In the records below, begin at the line that has "PR #703, opened 2026-04-01" and stop after the line that has "Please consider changing"; quote those lines verbatim and nothing more.

Information provided:
┌──

PR #642, opened 2025-10-30
Yda 5988: move data to vault in archive process

FuHsinyu:
The PR adds an option to submit the data package and remove it once the move-to-vault action is successful
Link to Portal: https://github.com/UtrechtUniversity/yoda-portal/pull/440


folder.py
```diff
@@ -427,9 +439,11 @@ def folder_secure_succeed_avus(ctx: rule.Context, coll: str, group_name: str) ->
     # Remove target AVU on source folder. This should be done after all possibly failing steps
     # have occurred in folder_secure (any "return False" steps), so that if those trip a retry state,
     # on retry folder_secure can reuse the target from before.
-    if not group_name.startswith("deposit-") and constants.IICOPYPARAMSNAME in org_metadata:
-        if not avu.rmw_from_coll(ctx, coll, constants.IICOPYPARAMSNAME, "%", True):
-            return False
+    # Check the collection still exists, as research collection may be deleted after secured.
+    if collection.exists(ctx, coll):
+        if not group_name.startswith("deposit-") and constants.IICOPYPARAMSNAME in org_metadata:
```
FuHsinyu: Is it still needed to check if the group_name start with deposit? since if it is deleted collection.exists will not pass

policies_folder_status.py
```diff
@@ -234,3 +236,31 @@ def post_status_transition(ctx: rule.Context,
         submitter = folder.get_submitter(ctx, path)
         message = "Data package rejected for vault"
         notifications.set(ctx, actor, submitter, path, message)
+
+
+def delete_research_package(ctx: rule.Context, path: str) -> None:
```
FuHsinyu: Is this a proper place to place this function?

lwesterhof: We can combine it with these lines from deposit: https://github.com/UtrechtUniversity/yoda-ruleset/blob/61ad749d468754c20e0f7c34e02e912be8311f9d/policies_folder_status.py#L221-L225

Just needs a condition and then we do not need the new function.

policies_folder_status.py
```diff
@@ -234,3 +236,30 @@ def post_status_transition(ctx: rule.Context,
...
+
+    :param ctx:  Combined type of a callback and rei struct
+    :param path: Collection path in research zone
+    """
+    try:
+        # Get AVU to decide keep copy or delete research package
+        keep_package = avu.get_attr_val_of_coll(ctx, path, constants.KEEP_RESEARCH_COPY)
+
+        # Delete collection if KEEP_RESEARCH_COPY is "False"
+        if keep_package == "False":
```
lwesterhof: We can write this as `if not keep_package:`.

Might be more intuitive if we name the variable delete_research_copy, because that is the happy flow of this condition.

folder.py
lwesterhof: No, we can just use collection.exists, same for l301.

lwesterhof (changes requested):

PR #643, opened 2025-11-12
YDA-6664 - Update condition for updating existing groups in SRAM enabled instances

kaur16:
YDA-6664 - Update condition for updating existing groups in SRAM enabled instances


lwesterhof (approved):
LGTM

PR #645, opened 2025-11-18
YDA-6667: fix MSI_OPERATION_NOT_ALLOWED error when targeting consumer with iBridges

claudisa-uu:
When targeting consumer with iBridges, an MSI_OPERATION_NOT_ALLOWED error is raised when msiSetACL is attempted on replication and revision. This PR fixes the issue by moving that call in the replication and revision batch job itself instead of earlier.


lwesterhof (approved):
LGTM

PR #649, opened 2025-11-26
YDA-6703: add rightsIdentifier to DataCite metadata

lwesterhof:
https://support.datacite.org/docs/where-does-the-license-information-come-from-in-datacite-commons


claudisa-uu (approved):
Looks good and works properly!

PR #651, opened 2025-12-01
YDA-6711: format discipline in a way that DataCite understands

lwesterhof:


claudisa-uu (approved):
Looks good and works as expected!

PR #652, opened 2025-12-04
YDA-6636: add function to exempt specific resources from replication

claudisa-uu:
This PR adds a function that allows specific configurable resources to be exempt from replication policy


lwesterhof (approved):
LGTM

PR #659, opened 2026-01-14
YDA-6746: add full publication date to DataCite metadata

lwesterhof:


json_datacite.py
```diff
@@ -322,14 +322,32 @@ def get_contributors(combi: Dict) -> List:
...
+    """Return list of dates in DataCite format.
+
+    :param combi: Combined JSON file that holds both user and system metadata
+
+    :returns: JSON element with dates in DataCite format
+    """
+
+    # Format dates for DataCite: https://datacite-metadata-schema.readthedocs.io/en/4.6/properties/date/
+    publication_date = combi.get('System', {}).get('Publication_Date')
+    publication_date = parser.parse(publication_date)
```
FuHsinyu, line 334: Would it be nice to have a defensive check in case publication_date parsed is None and then crash? e.g, add `if publication_date: `

lwesterhof: We know that it is there, we check that here: https://github.com/UtrechtUniversity/yoda-ruleset/blob/c1d955e8a2b174f791a513d9da8247bb0927ac7e/publication.py#L826-L830

PR #660, opened 2026-01-14
Yda 6626 make data request assignee mandatory

FuHsinyu:
Screenshot from 2026-01-14 15-35-18

The alert message looks like this

### DIFF
--- a/datarequest.py
+++ b/datarequest.py
@@ -1420,7 +1420,8 @@ def api_datarequest_assignment_submit(ctx: rule.Context, data: Dict, request_id:
         permitted_to_read = [GROUP_DM, GROUP_PM]
         if 'assign_to' in data:
             permitted_to_read = permitted_to_read + data['assign_to'][:]
-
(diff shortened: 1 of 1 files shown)


lwesterhof (commented):
This is a nice defensive measure, in addition we also want to fix the datarequest schema. So that there is a minimum of 1 selected DAC members enforced by the schema.

claudisa-uu (commented):
Looks and works good, however this change doesn't necessarily make the assignee field mandatory, it just catches the error that occurs when the form is submitted without the assignee. 

To make the field mandatory, we would need to change the schema itself, like Lazlo mentioned earlier. Since that is a more complex issue (I believe it would require a new schema version?), maybe we can still merge this but I would change the commit message to reflect the actual changes.

claudisa-uu (approved):
Looks good to me, I think we can merge even with the failing test since we established that that is unrelated to these changes.

PR #661, opened 2026-01-20
YDA-6752: fix empty checksum function 

claravox:


util/collection.py
claravox, line 1: subcollection function did not seem to be working properly. For example giving a path like this: `/tempZone/home/research-default-3/folder01//tempZone/home/research-default-3/folder01/subfolder01`. I think we should add a test but in the interest of time I added only a basic one

stsnel (approved):
Nice, LGTM! :+1:

PR #665, opened 2026-01-28
YDA-6624: set correct ACLs to data request files

claudisa-uu:
This PR ensures that the correct ACLs are set to all data request files so that system operations (such as email notifications) work properly.


lwesterhof (approved):
LGTM!

PR #703, opened 2026-04-01
YDA-6175: only store subset of datarequest on AVUs

lwesterhof:


stsnel (approved):
LGTM! 👍 

I've split off a separate ticket for removing the now unused AVUs (YDA-6927). 

I've performed limited testing with larger input sizes, due to the size restrictions we have because of issue YDA-6004. I'll add a note to that ticket to specifically retest this after that ticket has been resolved as well.

PR #704, opened 2026-04-01
YDA-6916: add source path validation for archiving script

FuHsinyu:
Added a check for trailing slash. A trailing slash can result in issue in msiArchiveCreat.cc not be able to find the right source directory in archive mode.


kaur16 (approved):
Looks good to me!

PR #705, opened 2026-04-02
Deprecate legacy iiRemoveAVUs function

lwesterhof:


stsnel (approved):
The changes in the ruleset looks good to me👍 

Please consider changing the commit message to say that the function has been removed rather than deprecated.

PR #709, opened 2026-04-08
Add constants for vault archive statuses

lwesterhof:


vault_archive.py
```diff
@@ -262,22 +268,22 @@ def vault_extract_archive(ctx: rule.Context, coll: str) -> str:
 
 def update(ctx: rule.Context, coll: str, attr: str | None) -> None:
     if pathutil.info(coll).space == pathutil.Space.VAULT and attr not in (constants.IIARCHIVEATTRNAME, constants.UUPROVENANCELOG) and vault_archival_status(ctx, coll) == "archived":
```
stsnel: I think, to be consistent, "archived" could also be replaced with a constant here?

vault_archive.py
stsnel: I think, to be consistent, "archived" could also be replaced with a constant here?

stsnel: I think, to be consistent, "archive" could also be replaced with a constant here?

stsnel: I think, to be consistent, "extract" could also be replaced with a constant here?

util/bagit.py
```diff
@@ -44,16 +43,6 @@ def manifest(ctx: rule.Context, coll: str) -> str:
     ]) + "\n"
 
 
-def status(ctx: rule.Context, coll: str) -> str | bool:
```
stsnel, line 47: If this function is removed here, I believe the references to this function in `vault_download.py` need to be updated.

stsnel (commented):
The change looks good to me in general 👍 

Please find some questions/remarks about details below.

stsnel (approved):
LGTM :+1: !

PR #717, opened 2026-04-17
Util.AVU: fix wildcard match function

stsnel:
Fix wildcard match function for AVUs so that it supports wildcards in any position.


lwesterhof (approved):
LGTM!

PR #721, opened 2026-04-30
YDA-6396: add new epos-msl-1 metadata schema

lwesterhof:


claudisa-uu:
The dropdown menus are not ordered alphabetically; it's technically not essential as you can type in the field to search, but maybe it could be a point of improvement?

claudisa-uu (changes requested):
If I fill in metadata in the epos-msl-0 schema and copy the file over to the epos-msl-1 group, I get an error saying that the metadata file is not compliant with the schema. There should be an option to transform the metadata into the new schema.

claudisa-uu:
There are also issues with required fields: I have filled in every field that looks required (with asterisks or highlighted in red), but the "Required for Vault" bar is not filled in and I cannot submit for vault.

claudisa-uu:
> If I fill in metadata in the epos-msl-0 schema and copy the file over to the epos-msl-1 group, I get an error saying that the metadata file is not compliant with the schema. There should be an option to transform the metadata into the new schema.

I now correctly get the prompt to transform metadata, but after transformation the system still says that metadata is not compliant.

PR #722, opened 2026-04-30
YDA-6961: log spOption value for new connections

stsnel:
This is useful for technical admins when trying to find log messages related to relevant sessions in the context of troubleshooting client problems. For example, when a user who is experiencing a technical issue is connecting to iRODS using multiple clients/interfaces simultaneously.


lwesterhof (approved):
LGTM!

└──

Output below:
PR #703, opened 2026-04-01
YDA-6175: only store subset of datarequest on AVUs

lwesterhof:


stsnel (approved):
LGTM! 👍 

I've split off a separate ticket for removing the now unused AVUs (YDA-6927). 

I've performed limited testing with larger input sizes, due to the size restrictions we have because of issue YDA-6004. I'll add a note to that ticket to specifically retest this after that ticket has been resolved as well.

PR #704, opened 2026-04-01
YDA-6916: add source path validation for archiving script

FuHsinyu:
Added a check for trailing slash. A trailing slash can result in issue in msiArchiveCreat.cc not be able to find the right source directory in archive mode.


kaur16 (approved):
Looks good to me!

PR #705, opened 2026-04-02
Deprecate legacy iiRemoveAVUs function

lwesterhof:


stsnel (approved):
The changes in the ruleset looks good to me👍 

Please consider changing the commit message to say that the function has been removed rather than deprecated.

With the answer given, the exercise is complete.